Subversion was chartered specifically to create a drop-in replacement for CVS -- something that worked similarly, but was friendly to the HTTP infrastructure and addressed some key limitations like the ability to version the directory tree structure. It's done what it set out to do, it's reached a stage of maturity and ubiquity, and I've found it to work reliably and well.

Of course most of the interesting work on source control is now being done elsewhere, in projects that intentionally aren't carrying any baggage from CVS and before.

I'm sure at some point in the not too distant future, my team will be moving to something like git, because that's indeed the next evolutionary step. Who wouldn't want smaller working copies, faster updates, and better, legacy-free approaches to merge drudgery, etc?

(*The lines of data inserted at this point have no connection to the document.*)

PR #964, opened 2026-02-20
feat: batch CoinGecko price fetching with 5min cache

Xaroz:
## Summary
- With the addition of token balances and USD values in the token selection modal, CoinGecko's free API (5-15 req/min dynamic limit) was getting rate limited due to multiple independent price-fetching hooks each polling every 60s
- Consolidated `useTokenPrice` and `useTokenPrices` into a single `useTokenPrices()` hook that batch-fetches all token prices in one API call (~2KB response)
- Deduplicated CoinGecko IDs are extracted during warp context init and stored in Zustand, so no repeated iteration over tokens on every render
- Increased stale time from 60s to 5min — CoinGecko's free tier only updates prices every 1-2 min server-side anyway, and these are informational estimates not execution prices

## Test plan
- [ ] `pnpm typecheck` passes
- [ ] `pnpm test` passes (60/60)
- [ ] Amount input shows ≈$X.XX USD estimate
- [ ] Token selection modal shows USD values and sorts by value
- [ ] Network tab: single CoinGecko request on load, next one after 5 min

## Summary by CodeRabbit

* **Refactor**
  * Improved token price fetching mechanism for better performance and efficiency

### DIFF
--- a/src/features/tokens/useTokenPrice.tsx
+++ b/src/features/tokens/useTokenPrice.tsx
@@ -1,11 +1,8 @@
-import { Token } from '@hyperlane-xyz/sdk';
 import { useQuery } from '@tanstack/react-query';
-import { useMemo } from 'react';
 import { logger } from '../../utils/logger';
-import { TransferFormValues } from '../transfer/types';
-import { getTokenByIndex, useWarpCore } from './hooks';
+import { useStore } from '../store';
 
-const TOKEN_PRICE_REFRESH_INTERVAL = 60_000; // 60s
+const PRICE_STALE_TIME = 300_000; // 5 min
 
 type CoinGeckoResponse = Record<string, { usd: number }>;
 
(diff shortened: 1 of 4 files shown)


src/features/tokens/useTokenPrice.tsx
paulbalaji, line 1: what if we just had an api in the back which kept track of prices and the frontend just fetched that (maybe overkill tho)

Xaroz: I am not opposed if we do have an API outside of nextjs, one thing to remember is that Vercel serverless function do not really have a cache so you would essentially be fetching from coingecko each time the nextjs API was called

paulbalaji: yeah i thought as much tbh, probs fine as-is for now

PR #973, opened 2026-02-26
chore: update dependencies to latest

yjamin:


package.json
```diff
@@ -21,9 +21,9 @@
     "@emotion/styled": "^11.13.0",
     "@headlessui/react": "^2.2.0",
     "@hyperlane-xyz/registry": "23.14.0",
```
paulbalaji: maybe update this after releasing https://github.com/hyperlane-xyz/hyperlane-registry/pull/1400

PR #980, opened 2026-02-26
feat: v2 chain filter, sort, edit & disabled chain support

Xaroz:
## Summary

Restores and enhances chain panel features for the v2 unified token/chain picker (`UnifiedTokenChainModal` → `ChainFilterPanel` → `ChainList`).

- **V2 chain metadata editing**: Restore ability to edit chain metadata (RPCs, block explorers) that was lost in v2's new chain panel. Pencil icon in chain toolbar + "Edit" CTA on unhealthy chain warning banner. Reuses `ChainDetailsMenu` from `@hyperlane-xyz/widgets` with v2 CSS overrides.
- **V2 chain filter & sort**: Add icon-driven filter/sort controls to v2's compact chain panel (282px), mirroring widgets' `chainSearch()` logic:
  - Filter by protocol (EVM, SVM, Cosmos, etc.) and type (Mainnet/Testnet)
  - Sort by name, chain ID, or protocol with asc/desc toggle
  - FunnelIcon / ArrowIcon / PencilIcon compact toolbar
- **V2 disabled chains**: Chains with `availability.status === Disabled` are grayed out (opacity-50), unclickable, and sorted to the bottom. Gated behind `config.shouldDisableChains`.
- **Config cleanup**: Remove unused v1 flags `showAddRouteButton`, `showAddChainButton`, `showDisabledTokens`.

### DIFF
--- a/src/features/chains/MobileChainQuickSelect.tsx
+++ b/src/features/chains/MobileChainQuickSelect.tsx
@@ -33,8 +33,8 @@ export function MobileChainQuickSelect({
         .map((name) => allChains.find((c) => c.name === name))
         .filter((c): c is ChainInfo => !!c);
 
-      // Fill remaining slots with other chains (not in preferred list)
-      const remaining = allChains.filter((c) => !preferredSet.has(c.name));
+      // Fill remaining slots with non-preferred, non-disabled chains
+      const remaining = allChains.filter((c) => !preferredSet.has(c.name) && !c.disabled);
       const slotsToFill = DEFAULT_MAX_VISIBLE_CHAINS - preferred.length;
       const fillers = remaining.slice(0, Math.max(0, slotsToFill));
 
@@ -46,7 +46,7 @@ export function MobileChainQuickSelect({
       };
     }
 
-    // Otherwise use first N chains alphabetically
+    // Otherwise use first N chains
     return {
       visibleChains: allChains.slice(0, DEFAULT_MAX_VISIBLE_CHAINS),
       hasMore: allChains.length > DEFAULT_MAX_VISIBLE_CHAINS,
--- a/src/features/chains/chainFilterSort.test.ts
+++ b/src/features/chains/chainFilterSort.test.ts
@@ -29,6 +29,12 @@ const chains: ChainInfo[] = [
     chainId: 1399811149,
     protocol: ProtocolType.Sealevel,
   }),
+  makeChain({
+    name: 'cosmoshub',
+    displayName: 'Cosmos Hub',
+    chainId: 'cosmoshub-4',
+    protocol: ProtocolType.Cosmos,
+  }),
   makeChain({ name: 'sepolia', displayName: 'Sepolia', chainId: 11155111, isTestnet: true }),
   makeChain({ name: 'disabled-chain', displayName: 'Disabled', chainId: 999, disabled: true }),
 ];
@@ -68,6 +74,13 @@ describe('chainSearch', () => {
       expect(result).toHaveLength(1);
       expect(result[0].name).toBe('polygon');
     });
+
+    it('matches broadly by chainId substring', () => {
+      // '1' appears in chainIds: 1, 137, 42161, 1399811149, 11155111, 999 → all except 999
+      const result = search({ query: '1' });
+      expect(result.map((c) => c.name)).not.toContain('disabled-chain');
+      expect(result.length).toBeGreaterThan(1);
+    });
   });
 
   describe('filter', () => {
@@ -99,7 +112,14 @@ describe('chainSearch', () => {
     it('sorts by name ascending (default)', () => {
       const result = search({});
       const names = result.filter((c) => !c.disabled).map((c) => c.name);
-      expect(names).toEqual([...names].sort());
+      expect(names).toEqual([
+        'arbitrum',
+        'cosmoshub',
+        'ethereum',
+        'polygon',
+        'sepolia',
+        'solanamainnet',
+      ]);
     });
 
     it('sorts by name descending', () => {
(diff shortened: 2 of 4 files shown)


Xaroz:
Addressing third round:

**1. Missing ChainName import in ChainEditModal** — Not an issue. `ChainName` is declared globally in `src/global.d.ts` (along with `ChainId`, `Address`, etc.), so no import needed. Typecheck passes clean.

**2. Filter dropdown clipping on mobile** — Valid, fixing now. Changed filter dropdown to `right-0` on mobile with `max-w-[calc(100vw-2rem)]` to prevent overflow, and `md:left-0 md:right-auto` for desktop positioning.

Xaroz:
@claude more reviews 4th round but try to address everything at once now please

src/features/chains/chainFilterSort.ts
```diff
@@ -0,0 +1,102 @@
...
+        return included;
+      })
+      // Sort options
+      .sort((c1, c2) => {
+        // Disabled chains always at the bottom
+        if (c1.disabled && !c2.disabled) return 1;
+        if (!c1.disabled && c2.disabled) return -1;
+
+        if (sort.sortBy === ChainSortBy.ChainId) {
+          const result = Number(c1.chainId) - Number(c2.chainId);
```
paulbalaji: **Bug: `Number(chainId)` produces NaN for non-EVM string chainIds, making sort non-deterministic.**

`ChainId` is typed `number | string` (per `global.d.ts`). For Cosmos/Sealevel chains, `chainId` can be a non-numeric string like `"cosmoshub-4"`. `Number("cosmoshub-4")` returns `NaN`, and `NaN - NaN` is `NaN`, which violates the `Array.sort()` comparator contract.

The upstream widgets `chainSearch` ([ChainSearchMenu.tsx:299-301](https://github.com/hyperlane-xyz/hyperlane-monorepo/blob/main/typescript/widgets/src/chains/ChainSearchMenu.tsx#L299-L301)) handles this with string comparison:

```ts
sortValue1 = c1.chainId.toString();
sortValue2 = c2.chainId.toString();
// ...
sortValue1.localeCompare(sortValue2)
```

Suggested fix:
```diff
-          const result = Number(c1.chainId) - Number(c2.chainId);
-          return sort.sortOrder === SortOrder.Asc ? result : -result;
+          const result = c1.chainId.toString().localeCompare(c2.chainId.toString());
+          return sort.sortOrder === SortOrder.Asc ? result : -result;
```

src/features/chains/MobileChainQuickSelect.tsx
```diff
@@ -30,14 +30,8 @@ export function MobileChainQuickSelect({
...
-        .map((name) => {
-          const chain = allChains.find((c) => c.name === name);
-          return {
-            name,
-            displayName: chain?.displayName || name,
-            chainId: chain?.chainId || 1,
-          };
-        });
+        .map((name) => allChains.find((c) => c.name === name))
+        .filter((c): c is ChainInfo => !!c);
```
paulbalaji, line 34: **Bug: Disabled-chain bypass on mobile.**

This refactor correctly switches to `ChainInfo` objects (which now carry `disabled`), but `visibleChains` is rendered at line 72-76 without any disabled check. Desktop `ChainList` passes `disabled={chain.disabled}` to block interaction, but mobile pills remain fully clickable.

When `config.shouldDisableChains` is enabled, users can still select disabled chains from the mobile quick-select.

Suggested fix — filter disabled chains out of `visibleChains`, or add disabled styling + click guard:
```ts
// Option A: filter
const remaining = allChains.filter((c) => !preferredSet.has(c.name) && !c.disabled);

// Option B: guard in render
<button disabled={chain.disabled} className={chain.disabled ? 'opacity-50' : ...}>
```

Also: the comment on line 49 says "first N chains alphabetically" but after the pre-sort removal from `useChainInfos` (round 2 fix), the array is now in `Object.values(chainMetadata)` insertion order — not alphabetical.

src/features/chains/ChainEditModal.tsx
```diff
@@ -0,0 +1,50 @@
...
+    },
+    [chainName, setChainMetadataOverrides],
+  );
+
+  const displayName = metadata?.displayName ?? metadata?.name ?? chainName;
+
+  if (!metadata) return null;
+
+  return (
+    <Modal isOpen={isOpen} close={close} panelClassname="p-0 max-w-lg overflow-hidden">
```
paulbalaji, line 38: **Nit: Redundant double header.**

This renders `<ModalHeader>Edit ${displayName}</ModalHeader>`, then the embedded `ChainDetailsMenu` widget renders its own internal header with a "Back" link and an h2 `"${displayName} Metadata"`. The user sees two headers:

```
┌──────────────────────────┐
│ Edit Ethereum             │  ← ModalHeader
│ ← Back                    │
│ [Logo] Ethereum Metadata  │  ← Widget header
└──────────────────────────┘
```

Consider removing the `ModalHeader` and relying on the widget's built-in header, or hiding the widget's header via CSS.

src/features/tokens/UnifiedTokenChainModal.tsx
```diff
@@ -63,6 +66,11 @@ export function UnifiedTokenChainModal({
     setShowMobileChainList(false);
   };
 
+  const handleEditChain = (chainName: string) => {
+    onClose();
```
paulbalaji: **Nit: `onClose()` resets internal state visibly during close animation.**

`onClose()` resets `chainSearch`, `tokenSearch`, `selectedChain`, and `showMobileChainList` AND triggers the modal close animation. The user may briefly see the modal content snap to defaults before the animation finishes closing.

Consider calling just the parent's `close()` (i.e., `setIsModalOpen(false)`) here instead of `onClose()`, or deferring the state reset until after the animation completes.

src/features/chains/chainFilterSort.test.ts
```diff
@@ -0,0 +1,127 @@
...
+        filter: { type: FilterTestnet.Mainnet, protocol: ProtocolType.Ethereum },
+      });
+      expect(result.every((c) => !c.isTestnet && c.protocol === ProtocolType.Ethereum)).toBe(true);
+    });
+  });
+
+  describe('sort', () => {
+    it('sorts by name ascending (default)', () => {
+      const result = search({});
+      const names = result.filter((c) => !c.disabled).map((c) => c.name);
```
paulbalaji, line 114: **Test quality: Weak sort assertion.**

This extracts names from the result, sorts them, and compares to the same array sorted — which always passes regardless of input order. Stronger assertion:
```ts
expect(names).toEqual(['arbitrum', 'ethereum', 'polygon', 'sepolia', 'solanamainnet']);
```

Same pattern in the descending and chainId tests.

Also missing: Protocol sort test (`ChainSortBy.Protocol` path at `chainFilterSort.ts:95-97` has zero coverage).

src/features/chains/chainFilterSort.ts
```diff
@@ -0,0 +1,102 @@
...
+  const q = query.trim().toLowerCase();
+  return (
+    data
+      // Query search
+      .filter(
+        (chain) =>
+          !q ||
+          chain.name.toLowerCase().includes(q) ||
+          chain.displayName.toLowerCase().includes(q) ||
+          chain.chainId.toString().includes(q),
```
paulbalaji, line 69: **Test gap: Broad chainId substring matching.**

`.includes(q)` means a query of `"1"` matches every chain whose chainId contains digit 1 (1, 137, 42161, 1399811149, etc.). This mirrors the widgets pattern so may be intentional, but no test documents this behavior. Consider adding a test for `search({ query: '1' })` to make the expected result count explicit.

src/features/chains/chainFilterSort.ts
Xaroz: Fixed in 73608a1. Switched from `Number(chainId)` to `localeCompare` for chainId sorting — matches the widgets implementation and handles string chainIds like `"cosmoshub-4"`. Added test with cosmoshub (string chainId) to cover this.

src/features/chains/MobileChainQuickSelect.tsx
Xaroz: Fixed in 73608a1. Disabled chains are now filtered out of `remaining` slots in `MobileChainQuickSelect`, so they never appear in the quick-select bar.

src/features/chains/ChainEditModal.tsx
Xaroz: Keeping as-is — `ModalHeader` provides v2 design consistency (shared header style across all modals). The widget's internal header is nested inside the content area. Can revisit if we want to suppress the widget header via CSS.

src/features/tokens/UnifiedTokenChainModal.tsx
Xaroz: Fixed in 73608a1. `handleEditChain` now calls `close()` instead of `onClose()` so state isn't reset visibly during the close animation.

src/features/chains/chainFilterSort.test.ts
Xaroz: Fixed in 73608a1. Assertions now use explicit expected arrays instead of self-referential sorts. Added protocol sort test and cosmoshub chain with string chainId `"cosmoshub-4"` to cover localeCompare sort path.

src/features/chains/chainFilterSort.ts
Xaroz: Intentional — matches widgets' `chainSearch()` behavior (substring `.includes()`). Added a test case documenting this broad matching behavior so it's explicitly covered.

But more integrations and tool support are needed -- as well as working connectors for services like Ohloh, and project hosting at places like Google Code, Sourceforge, etc, before I can fully make the leap to a late-model revision control platform, instead of just dabbling. I'm doing my little bit to push that forward, working on a git integration with our content management platform and bugging my vendors for git support.

Anyway, Subversion has been a good friend at work for about 5 years, and will be for a while longer before we move on ... and I don't feel any need whatsoever to beat it up for not being designed from scratch in the 21st century. We'll move on someday, but we won't go away mad.

27 out of 29 users found the following review helpful.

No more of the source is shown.